WHAT YOU WILL DO: From the first line to the last, please write out the data exactly.

━━━ RECORD EXTRACTS ━━━

PR #398, opened 2026-07-10
Add XFeat + LighterGlue feature matching

oarriaga:
Adds a learned local-feature matching subsystem to paz: the XFeat detector-descriptor, the LighterGlue matcher, and a turnkey application, all in the JAX/keras style used by the existing foundation models. Pretrained weights download automatically via `get_file` like the other paz apps.

## What's included

- **`paz.models.XFeat`** — keras backbone (`XFeatModel`) plus a fully jitted extraction pipeline (dense NMS scoring + `top_k`). `backend.py` holds the pure-JAX ops: a sparse `grid_sample` (bicubic/bilinear/nearest, `align_corners=False`) matching torch, dense scoring, and mutual-NN matching.
- **`paz.models.LighterGlue`** — the LightGlue transformer as a subclassed keras `Model` (`SelfBlock`/`CrossBlock`/`FeedForward`/`FourierEncoding`/`MatchAssignment`), mirroring the whisper/dinov2 ports. Match filtering and keypoint normalization stay functional in the wrapper. Runs at full depth (adaptive pruning/early-stop not ported), so it is deterministic and jittable.
- **`paz.applications.MatchXFeat`** — two images in, matched points out (or a side-by-side visualization), downloading both models on first use.
- **`paz.draw.matches`** — draws correspondences across a stacked image pair.
- **`megadepth1500.py`** — a reusable relative-pose AUC evaluation harness.

## Verification (CPU, vs the official implementations)

- **XFeat** on a 480x640 image: keypoints identical, scores max err 1e-7, descriptors 1e-6; mutual-NN matches identical.
- **LighterGlue** on identical keypoints+descriptors: `matches0`/`matches1` identical (123/123); a single self-attention block matches to 1.5e-5; matching scores 1e-4 (the full-depth log-assignment differs by 5e-3 purely from float32 accumulation across layers).
- **Speed** at VGA: XFeat GPU 398 vs 359 FPS (torch), CPU 57 vs 30 FPS (torch). Matcher latency at 2048x2048: GPU 12 ms, CPU 313 ms (torch CPU 233 ms).
- Weights round-trip exact after save/load, and the pretrained auto-download path runs end-to-end.

## Tests

`pytest paz/models/feature paz/applications/feature_matchers_test.py` → all passing. The numerical checks against the reference implementations are opt-in (gated on local reference weights/checkout); the always-on tests cover ops, shapes, and match filtering.


paz/models/feature/lightglue/model.py
```diff
@@ -0,0 +1,228 @@
...
+        keypoints0, descriptors0, keypoints1, descriptors1 = inputs
+        cos0, sin0 = self.encoding(keypoints0)
+        cos1, sin1 = self.encoding(keypoints1)
+        x0 = self.input_proj(descriptors0)
+        x1 = self.input_proj(descriptors1)
+        for self_block, cross_block in zip(self.self_blocks, self.cross_blocks):
+            x0 = self_block(x0, cos0, sin0)
+            x1 = self_block(x1, cos1, sin1)
+            x0, x1 = cross_block(x0, x1)
+        return self.assignment(x0, x1)
```
oarriaga: We should use the Keras Function model API that does not inherit the Model as a class but that constructs the model tree explicitly https://keras.io/guides/functional_api/

paz/models/feature/lightglue/model.py
```diff
@@ -0,0 +1,228 @@
...
+    model = LighterGlueModel(weights)
+    forward = jax.jit(lambda inputs: model(inputs))
+    prune = jax.jit(filter_matches, static_argnums=(1,))
+
+    def call(keypoints0, descriptors0, keypoints1, descriptors1, size0, size1):
+        inputs = [normalize(keypoints0, size0)[None], descriptors0[None],
+                  normalize(keypoints1, size1)[None], descriptors1[None]]
+        scores = forward(inputs)[0]
+        return Matches(*(np.asarray(x) for x in prune(scores,
+                                                      filter_threshold)))
```
oarriaga: This looks messy, it breaks the rule of breaking computation with parenthesis or as list. All computation should happen in a single line.

paz/models/feature/lightglue/model.py
```diff
@@ -0,0 +1,228 @@
...
+
+    return call
+
+
+def LighterGlueModel(weights="pretrained", name="lighterglue"):
+    model = LightGlueTransformer(name=name)
+    build_model(model)
+    if weights == "pretrained":
+        asset = WEIGHTS_URL.rsplit("/", 1)[-1]
+        weights = get_file(asset, WEIGHTS_URL,
```
oarriaga: No parenthesis break. All computation in one line.

paz/models/feature/lightglue/model.py
```diff
@@ -0,0 +1,228 @@
...
+        cos1, sin1 = self.encoding(keypoints1)
+        x0 = self.input_proj(descriptors0)
+        x1 = self.input_proj(descriptors1)
+        for self_block, cross_block in zip(self.self_blocks, self.cross_blocks):
+            x0 = self_block(x0, cos0, sin0)
+            x1 = self_block(x1, cos1, sin1)
+            x0, x1 = cross_block(x0, x1)
+        return self.assignment(x0, x1)
+
+
```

━━━

ANSWER SPACE:
PR #398, opened 2026-07-10
Add XFeat + LighterGlue feature matching

oarriaga:
Adds a learned local-feature matching subsystem to paz: the XFeat detector-descriptor, the LighterGlue matcher, and a turnkey application, all in the JAX/keras style used by the existing foundation models. Pretrained weights download automatically via `get_file` like the other paz apps.

## What's included

- **`paz.models.XFeat`** — keras backbone (`XFeatModel`) plus a fully jitted extraction pipeline (dense NMS scoring + `top_k`). `backend.py` holds the pure-JAX ops: a sparse `grid_sample` (bicubic/bilinear/nearest, `align_corners=False`) matching torch, dense scoring, and mutual-NN matching.
- **`paz.models.LighterGlue`** — the LightGlue transformer as a subclassed keras `Model` (`SelfBlock`/`CrossBlock`/`FeedForward`/`FourierEncoding`/`MatchAssignment`), mirroring the whisper/dinov2 ports. Match filtering and keypoint normalization stay functional in the wrapper. Runs at full depth (adaptive pruning/early-stop not ported), so it is deterministic and jittable.
- **`paz.applications.MatchXFeat`** — two images in, matched points out (or a side-by-side visualization), downloading both models on first use.
- **`paz.draw.matches`** — draws correspondences across a stacked image pair.
- **`megadepth1500.py`** — a reusable relative-pose AUC evaluation harness.

## Verification (CPU, vs the official implementations)

- **XFeat** on a 480x640 image: keypoints identical, scores max err 1e-7, descriptors 1e-6; mutual-NN matches identical.
- **LighterGlue** on identical keypoints+descriptors: `matches0`/`matches1` identical (123/123); a single self-attention block matches to 1.5e-5; matching scores 1e-4 (the full-depth log-assignment differs by 5e-3 purely from float32 accumulation across layers).
- **Speed** at VGA: XFeat GPU 398 vs 359 FPS (torch), CPU 57 vs 30 FPS (torch). Matcher latency at 2048x2048: GPU 12 ms, CPU 313 ms (torch CPU 233 ms).
- Weights round-trip exact after save/load, and the pretrained auto-download path runs end-to-end.

## Tests

`pytest paz/models/feature paz/applications/feature_matchers_test.py` → all passing. The numerical checks against the reference implementations are opt-in (gated on local reference weights/checkout); the always-on tests cover ops, shapes, and match filtering.


paz/models/feature/lightglue/model.py
```diff
@@ -0,0 +1,228 @@
...
+        keypoints0, descriptors0, keypoints1, descriptors1 = inputs
+        cos0, sin0 = self.encoding(keypoints0)
+        cos1, sin1 = self.encoding(keypoints1)
+        x0 = self.input_proj(descriptors0)
+        x1 = self.input_proj(descriptors1)
+        for self_block, cross_block in zip(self.self_blocks, self.cross_blocks):
+            x0 = self_block(x0, cos0, sin0)
+            x1 = self_block(x1, cos1, sin1)
+            x0, x1 = cross_block(x0, x1)
+        return self.assignment(x0, x1)
```
oarriaga: We should use the Keras Function model API that does not inherit the Model as a class but that constructs the model tree explicitly https://keras.io/guides/functional_api/

paz/models/feature/lightglue/model.py
```diff
@@ -0,0 +1,228 @@
...
+    model = LighterGlueModel(weights)
+    forward = jax.jit(lambda inputs: model(inputs))
+    prune = jax.jit(filter_matches, static_argnums=(1,))
+
+    def call(keypoints0, descriptors0, keypoints1, descriptors1, size0, size1):
+        inputs = [normalize(keypoints0, size0)[None], descriptors0[None],
+                  normalize(keypoints1, size1)[None], descriptors1[None]]
+        scores = forward(inputs)[0]
+        return Matches(*(np.asarray(x) for x in prune(scores,
+                                                      filter_threshold)))
```
oarriaga: This looks messy, it breaks the rule of breaking computation with parenthesis or as list. All computation should happen in a single line.

paz/models/feature/lightglue/model.py
```diff
@@ -0,0 +1,228 @@
...
+
+    return call
+
+
+def LighterGlueModel(weights="pretrained", name="lighterglue"):
+    model = LightGlueTransformer(name=name)
+    build_model(model)
+    if weights == "pretrained":
+        asset = WEIGHTS_URL.rsplit("/", 1)[-1]
+        weights = get_file(asset, WEIGHTS_URL,
```
oarriaga: No parenthesis break. All computation in one line.

paz/models/feature/lightglue/model.py
```diff
@@ -0,0 +1,228 @@
...
+        cos1, sin1 = self.encoding(keypoints1)
+        x0 = self.input_proj(descriptors0)
+        x1 = self.input_proj(descriptors1)
+        for self_block, cross_block in zip(self.self_blocks, self.cross_blocks):
+            x0 = self_block(x0, cos0, sin0)
+            x1 = self_block(x1, cos1, sin1)
+            x0, x1 = cross_block(x0, x1)
+        return self.assignment(x0, x1)
+
+
```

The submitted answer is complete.